False Readings with the BAC DataMaster
March 4th, 2014

Painting Without Mask - False BACThe BAC DataMaster is a breathalyzer machine used to determine Blood Alcohol Content. These machines are used by law enforcement during traffic stops to determine if you are over the legal limit.

The DataMaster uses an infrared light to analyze the amount of alcohol in someone’s breath. Alcohol absorbs infrared light, so the machine can determine how much alcohol a person has in their system by analyzing how much of the light is missing. In order to do this, the light goes all the way through the machine and down to a detector. Then the DataMaster provides a reading.

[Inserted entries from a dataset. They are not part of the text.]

Issue #2479, opened 2022-08-31
Make channel closing date more prominent


softsimon:
**A)**

In the Closed Channels list. Replace the Fee Rate with Closed Date and maybe only show it humanly readable like "< 1 hour ago"

**B)**

On a closed channels page, make it more apparent when the channel was closed on top by adding Closed date: <date> <date ago>

**C)**

When fee rate is missing, instead write `N/A` on the channels page

nymkappa:
C is fixed in https://github.com/mempool/mempool/pull/2504

PR #2512, opened 2022-09-04
If a channel is closed, show closing date instead of last update

nymkappa:
Fixes https://github.com/mempool/mempool/issues/2479

**If the channel is closed, show closing date instead of last update**

image

**If we currently browser closed channel list, show closing date instead of fee rate**

image

image


softsimon (approved):
tested ACK @ v2.5.0-dev [[5389928c](https://github.com/mempool/mempool/commit/5389928c)]

PR #2513, opened 2022-09-04
UID/GID configurable with ARGs when building docker images

Oberfeldwedler:
Makes it possible to configure the UID/GID via build Args when building images. If not specified it defaults to UID/GID=1000.


knorrium:
Tested ACK

Building locally with `--build-arg UID=1001 --build-arg GID=1001`:

Frontend
```
/patch $ id -g
1001
/patch $ id -u
1001
```

Backend
```
$ id -u
1001
$ id -g
1001
```

knorrium (approved):

docker/backend/Dockerfile
```diff
@@ -12,14 +15,18 @@ RUN npm install --omit=dev --omit=optional
...
-RUN chown 1000:1000 ./
-COPY --from=builder --chown=1000:1000 /build/package ./package/
-COPY --from=builder --chown=1000:1000 /build/mempool-config.json /build/start.sh /build/wait-for-it.sh ./
+RUN chown $UID:$GID ./
+COPY --from=builder --chown=$UID:$GID /build/package ./package/
+COPY --from=builder --chown=$UID:$GID /build/mempool-config.json /build/start.sh /build/wait-for-it.sh ./
+
 
-USER 1000
+RUN usermod -u $UID -o node && groupmod -g $GID -o node
```
wiz, line 28: Why is this needed?

docker/frontend/Dockerfile
```diff
@@ -24,15 +29,19 @@ COPY --from=builder /build/nginx-mempool.conf /etc/nginx/conf.d/
...
+        chown -R $UID:$GID /var/log/nginx && \
+        chown -R $UID:$GID /etc/nginx/nginx.conf && \
+        chown -R $UID:$GID /etc/nginx/conf.d
 RUN touch /var/run/nginx.pid && \
-        chown -R 1000:1000 /var/run/nginx.pid
+        chown -R $UID:$GID /var/run/nginx.pid
+
+RUN deluser nginx \
+    && addgroup -g $GID -S nginx \
+    && adduser -S -D -H -u $UID -h /var/cache/nginx -s /sbin/nologin -G nginx -g nginx nginx
```
wiz, line 42: Why is this needed?

Oberfeldwedler: Alpine comes with no way that I know of, to modify the UID/GID of an existing user, besides directly changing config-files. 
In the backend-image I used `usermod`, which exists in Debian but not Alpine.
As I don't want to write directly to config-files, I simply delete the old user and create a new one with the correct IDs.

docker/backend/Dockerfile
Oberfeldwedler: When you look at the Dockerfile of your backend base image `node:16.16.0-buster-slim`, you will notice that the user `node` is created with default IDs.

This user has to be modified, so the process called at the Entrypoint can run under the user specified when building.

```
FROM debian:buster-slim

RUN groupadd --gid 1000 node \
  && useradd --uid 1000 --gid node --shell /bin/bash --create-home node
...

```

Oberfeldwedler:
What do I have to do to make that sign message go away? 
I created the file like it was specified in `CONTRIBUTING.md`.

> Thanks for your contribution to The Mempool Open Source Project. We require all contributors to agree to our Contributor >License Agreement and don't seem to have one for you on file. Please see the instructions in CONTRIBUTING.md to proceed >with this pull request.

wiz:
Sorry for the delay I will review and merge your PR soon. The CLA error will go away after merging

docker/backend/Dockerfile
wiz: I think we should enclose $UID and $GID in quotes like this `"${UID}"`

docker/frontend/Dockerfile
```diff
@@ -24,15 +29,19 @@ COPY --from=builder /build/nginx-mempool.conf /etc/nginx/conf.d/
...
-        chown -R 1000:1000 /etc/nginx/nginx.conf && \
-        chown -R 1000:1000 /etc/nginx/conf.d
+RUN chown -R $UID:$GID /patch && chmod -R 755 /patch && \
+        chown -R $UID:$GID /var/cache/nginx && \
+        chown -R $UID:$GID /var/log/nginx && \
+        chown -R $UID:$GID /etc/nginx/nginx.conf && \
+        chown -R $UID:$GID /etc/nginx/conf.d
 RUN touch /var/run/nginx.pid && \
-        chown -R 1000:1000 /var/run/nginx.pid
+        chown -R $UID:$GID /var/run/nginx.pid
```
wiz, line 38: I think we should enclose $UID and $GID in quotes like this `"${UID}"`

docker/backend/Dockerfile
```diff
@@ -12,14 +15,18 @@ RUN npm install --omit=dev --omit=optional
...
+ARG GID
 
 WORKDIR /backend
 
-RUN chown 1000:1000 ./
-COPY --from=builder --chown=1000:1000 /build/package ./package/
-COPY --from=builder --chown=1000:1000 /build/mempool-config.json /build/start.sh /build/wait-for-it.sh ./
+RUN chown $UID:$GID ./
+COPY --from=builder --chown=$UID:$GID /build/package ./package/
+COPY --from=builder --chown=$UID:$GID /build/mempool-config.json /build/start.sh /build/wait-for-it.sh ./
```
wiz, line 25: I think we should enclose $UID and $GID in quotes like this `"${UID}"`

docker/backend/Dockerfile
Oberfeldwedler: `${UID}` and `${GID}` work fine. Tested with `docker build --build-arg UID=1001 --build-arg GID=1001 .`

What would be the benefit of changing it to `${UID}`? 

I checked [Dockerfile Reference](https://docs.docker.com/engine/reference/builder/#using-arg-variables). They didn't use this syntax either.

Oberfeldwedler:
What is still to be done here? Can we get this merged? 

> I think we should enclose /$UID and /$GID in quotes like this "${UID}"

I do not think this is necessary, but if you insist I can change it anyway although imo it does nothing.

wiz:
Yes, please add the quotes.
Can you explain why you need to be able to configure the UID / GID ?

While this might seem like a good system for determining if someone has had too much alcohol, it can actually generate false positive readings. Certain factors increase the chances of having a false positive reading.

• Gastroesophageal reflux disease (GERD) causes gas from the stomach to fill the mouth. When someone with GERD breathes into a DataMaster, the machine analyzes stomach gas as if it was alcohol. This can cause the reading to be higher than it should be.

• People who have been exposed to paint removers, gasoline, and some cleaning fluids are also more likely to have false positive results when they breathe into a BAC DataMaster. The chemicals in those items can cause the DataMaster to think the person has consumed a large amount of alcohol, even if they have not had a single drink. Wearing a mask when working with these items reduces the chance of a false positive reading.

• Having a drink right before being tested can cause the reading to be much higher than it should be. Because of that, people should avoid having a drink on their way out the door, even if it’s the only drink you’ve had all night and your blood alcohol level is very low.

Because the BAC DataMaster is not always accurate, sometimes innocent people get charged with drunk driving. Innocent people can fight the charges by hiring a DUI lawyer and going to court to contest their drunk driving charges.